O pedido foi protocolado nesta quinta-feira (12) pelo
advogado Bruno Feullo Rita. Marcola está detido na penitenciária federal de
Brasília, a mesma unidade onde se encontra Vorcaro.
O argumento da defesa se baseia em decisão do ministro
André Mendonça, relator do chamado caso Master no STF, que autorizou Vorcaro a
se reunir com seus advogados sem monitoramento ou gravação das conversas.
No sistema penitenciário federal, essas reuniões costumam
ser registradas em áudio e vídeo.
Vorcaro foi transferido para uma unidade do sistema federal
no último dia 6. Segundo a defesa do empresário, a decisão do ministro levou em
consideração a legislação que regula os presídios federais, a qual proíbe
expressamente o monitoramento de atendimentos entre advogados e clientes, salvo
quando há autorização judicial específica.

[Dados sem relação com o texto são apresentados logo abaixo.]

PR #475, opened 2019-10-28
TCP/IP: Added ECN for TCP/IP

m-habib:
This implementation supports only TCPReno and PPP. 
Implemented RFC-3168.

ECN is activated by setting the following in .ini file:
- Setting networkLayer.ip.ecnEnabled = true.
- Setting tcp.ecnWillingness = true for the TCP source and destination.
- Setting networkLayer.ip.ecnQLengthThrsh for the queue length threshold.

Added ECE and CWR flags to TCP header.

In TCP connection setup phase, the source and destination TCPs exchange information about their willingness to use ECN.

When routing a packet to the relevant output interface, if the interface's current queue length is above the specified threshold, IP layer sets the CE bit in the IP header.

For arriving packets with IP CE set, the receiver sends an ACK packet with the ECN-Echo (ECE) bit set. After sending the first packet with ECE set, the sender continues to set the ECE bit in all the ACK packets it sends until it receives a packet with CWR set.

For arriving packets with TCP ECE set, the sender reduces its cwnd and ssthresh and sends the next packet with CWR bit set (Congestion Window Reduced) in the TCP header. The sender will not react to congestion indications (ECE) more than once every rtt. The sender also will not send ECT packets (ECN capable) for re-transmitted packets.

Added an example of an ECN capable net.


src/inet/transportlayer/tcp/TCPConnectionUtil.cc
```diff
@@ -491,6 +531,30 @@ void TCPConnection::sendSynAck()
...
+    } else {
+        tcpseg->setEceBit(false);
+        tcpseg->setCwrBit(false);
+        if (state->endPointIsWillingECN)
+            EV << "non-ECN-setup SYN-ACK packet sent\n";
+    }
+    if (state->ecnWillingness && state->endPointIsWillingECN) {
+        state->ect = true;
+        EV << "both end-points are willing to use ECN... ECN is enabled\n";
+    } else { //TODO: not sure if we have to.
```
m-habib: I'm sure :-) 
Forgot to delete this comment

ZoltanBojthe:
TCP part merged to inet master.

IPv4 part rejected. Recommended to use the RedMarker module in the interface queue instead.

m-habib:
Hi Zoltan,

Thank you for the recommendation.

It was unclear in rfc-3168 whether packets CE marking should be made by RED or by IPv4. So I chose to let IPv4 access its own header and mark the packets.

Anyway, I've implemented CE marking in AlgorithmicDropperBase based on RED's decision to drop the packet, according to rfc-2884. And removed the packets marking from IPv4.

After the changes, ECN is activated simply by setting:
- tcp.ecnWillingness = true 

in the .ini file.

I've also added a new ECN Capable Net example.

Thanks!

ZoltanBojthe:
The ECN code in AlgorithmicDropperBase is not a good idea, it is a base class for all droppers.

The correct solution:
- adding ECN support for RedDropper,
- create new ethernet queue (e.g. EtherRedQueue) based on EtherQosQueue, add RedDropper with ECN support.
- using the new EtherRedQueue for ECN capable eth interfaces

ZoltanBojthe:
RedDropper with ECN support implemented, EtherQosRedQueue added in INET master.

m-habib:
Thanks, Zoltan,

Good luck!

levy:
We refactored and merged the ECN related code into the RedDropper module. The main reason for the change was to avoid code duplication between the old RedDropper and RedMarker modules and to keep the code as simple as possible. Since you were one of the people who brough the ECN support up originally, it would be good for us to hear what you think about the current solution. So do you have any comments on the current state of the ECN support in the INET master branch?

m-habib:
Hi Levente,

I will gladly take a look at the current solution in the INET master when I find free time (currently I'm in exam period). 
I also have some suggestions for ECN enhancements and extensions in both TCP and IP layers.

Will update as soon as possible :)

De acordo com a nota divulgada pelos advogados, a
determinação garante que Vorcaro possa receber seus representantes legais sem
gravações, sem vigilância e sem necessidade de agendamento prévio.
A decisão também permite que os defensores levem cópias do
processo e façam anotações durante os encontros.

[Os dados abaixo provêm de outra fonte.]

PR #488, opened 2019-11-30
Fix hard limit check on queue length on RED dropper

mgonzalezlopezudc:
Corrected bug in original code. The hard limit on the instantaneous queue length (queueLength) has to be checked independently of the conditions on the average queue length (avg). Otherwise, the hard limit is not respected when minth < avg < maxth and queueLength > maxth.


ZoltanBojthe:
fix added to master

No caso de Marcola, o pedido foi encaminhado ao juiz
corregedor responsável pela administração do presídio federal. Caso a
solicitação seja negada, a defesa já informou que pretende recorrer ao Supremo
Tribunal Federal.
Advogados de outros integrantes do PCC também estudam
apresentar pedidos semelhantes à Justiça. A defesa lembra que Marcola já enfrentou
problemas no passado com o vazamento de conversas mantidas com familiares e
advogados.
Uma dessas gravações acabou sendo utilizada em um
julgamento envolvendo ex-integrantes da facção, o que acabou alimentando
disputas internas dentro do grupo criminoso.

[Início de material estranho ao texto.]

PR #492, opened 2019-12-04
Pull ospfv2 nexthop

screw:
The next-hop being added has to have different Address (hopAddress)
or it has to be connected through different interface (ifIndex).
It allows to have two entries for the same next-hop if the next-hop(IP Address)
is reachable through multiple interfaces (further connected through
hubs/switches ...).


ZoltanBojthe:
Thanks, merged to inet master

Em nota, os advogados ressaltaram que o sigilo nas
conversas entre cliente e defensor é um princípio essencial do sistema de
Justiça.
“A defesa reafirma que a confidencialidade da comunicação
entre advogado e cliente constitui pilar indispensável do Estado Democrático de
Direito, sendo condição necessária para a efetividade do direito de defesa e
para a própria legitimidade do processo penal”, afirma o texto.